==== Available data

PR #1337, opened 2020-10-05
Handle thread names with spaces when parsing /proc/<pid>/stat

dpallotti:
`GetCumulativeCpuTimeFromProcess` and `GetThreadState` parsed the content of
`/proc/<pid>/stat` by splitting on spaces, but didn't consider that the thread
name enclosed in parentheses could contain spaces itself.

Bug: http://b/170073156

Test: Start a process with one/two/three spaces in its name and check that its
displayed CPU utilization is correct. Update test for `GetThreadState`.

### DIFF
--- a/OrbitLinuxTracing/LinuxTracingUtils.cpp
+++ b/OrbitLinuxTracing/LinuxTracingUtils.cpp
@@ -122,13 +122,25 @@ std::optional<char> GetThreadState(pid_t tid) {
 
   std::string first_line{};
   std::getline(stream, first_line);
-  std::vector<std::string_view> fields = absl::StrSplit(first_line, ' ', absl::SkipWhitespace{});
 
-  constexpr size_t kStateIndex = 2;
-  if (fields.size() <= kStateIndex) {
+  // Remove fields up to comm (process name) as this, enclosed in parentheses, could contain spaces.
+  size_t last_closed_paren_index = first_line.find_last_of(')');
+  if (last_closed_paren_index == std::string::npos) {
     return std::nullopt;
   }
-  return fields[kStateIndex][0];
+  std::string_view first_line_excl_pid_comm =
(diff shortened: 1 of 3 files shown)


OrbitLinuxTracing/LinuxTracingUtils.cpp
```diff
@@ -122,6 +123,12 @@ std::optional<char> GetThreadState(pid_t tid) {
 
   std::string first_line{};
   std::getline(stream, first_line);
+
+  // Remove the process name enclosed in parentheses in the second position
+  // as it could contain spaces.
+  first_line = std::regex_replace(first_line, std::regex{"\\(.*\\)"}, "()",
+                                  std::regex_constants::format_first_only);
```
beckerhe, line 130: Since `std::regex` is known to be slow I was wondering if something `std::string_view{first_line}.substr(first_line.find(')')` wouldn't be enough to get rid of the problem. Of course error handling needs to be added and the indexes need adjustment. WDYT?

Nice catch, by the way!

dpallotti: Makes sense, I guess a regex is a bit overkill here. I'll switch away from it.

dpallotti: I've done what you suggested, please have a look as the code is obviously a bit uglier now.

beckerhe: I like it. Your verbose variable names make it pretty obvious what's happening. At least I believe so - obviously I'm now already familiar with what needed to be solved.

beckerhe (approved):
Thanks!

pierricgimmig:
#1337, LEET!

dpallotti:
> #1337, LEET!

Hehe I didn't want to say it!

PR #1492, opened 2020-11-24
Draw only in negative y-coordinates on Capture Window

karupayun:
Solving 2 issues.
First b/173575460, a regression in 1.55 about wrong y-initialization when loading
a capture (probably from https://github.com/google/orbit/commit/1a58be3766c411bb2d143872eb9b95299db8f209).

Starting orbit by loading a capture:
Screen Shot 2020-11-24 at 18 16 33

Second, an issue with vertical zooming where you stop seeing the top
part of the scheduler track because it is on positive y-coordinates.

Orbit after zooming-in a lot:
Screen Shot 2020-11-24 at 18 16 51

### DIFF
--- a/OrbitGl/TimeGraph.cpp
+++ b/OrbitGl/TimeGraph.cpp
@@ -1099,7 +1099,8 @@ int TimeGraph::FindMovingTrackIndex() {
 }
 
 void TimeGraph::UpdateTracks(uint64_t min_tick, uint64_t max_tick, PickingMode picking_mode) {
-  float current_y = -layout_.GetSchedulerTrackOffset();
+  // Make sure track tab fits in the viewport.
+  float current_y = -layout_.GetSchedulerTrackOffset() - layout_.GetTrackTabHeight();
   float pinned_tracks_height = 0.f;
 
   // Draw pinned tracks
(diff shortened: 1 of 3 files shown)


OrbitGl/TimeGraph.cpp
```diff
@@ -1099,7 +1099,9 @@ int TimeGraph::FindMovingTrackIndex() {
 }
 
 void TimeGraph::UpdateTracks(uint64_t min_tick, uint64_t max_tick, PickingMode picking_mode) {
-  float current_y = -layout_.GetSchedulerTrackOffset();
+  // As we draw the track tab on top of current_y coordinate, so we need this extra space to not
+  // draw anything on positive y-coordinates.
```
pierricgimmig, line 1103: nit. The wording is weird here. Either remove "so" or use a simpler expression: 

// Make sure track tab fits in the viewport. 

I'd go with the latter.

pierricgimmig (approved):
Thanks Pablo!

OrbitGl/TimeGraph.cpp
karupayun: Done! Thanks :)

========

Show the lines above with "opened".

PR #1337, opened 2020-10-05
PR #1492, opened 2020-11-24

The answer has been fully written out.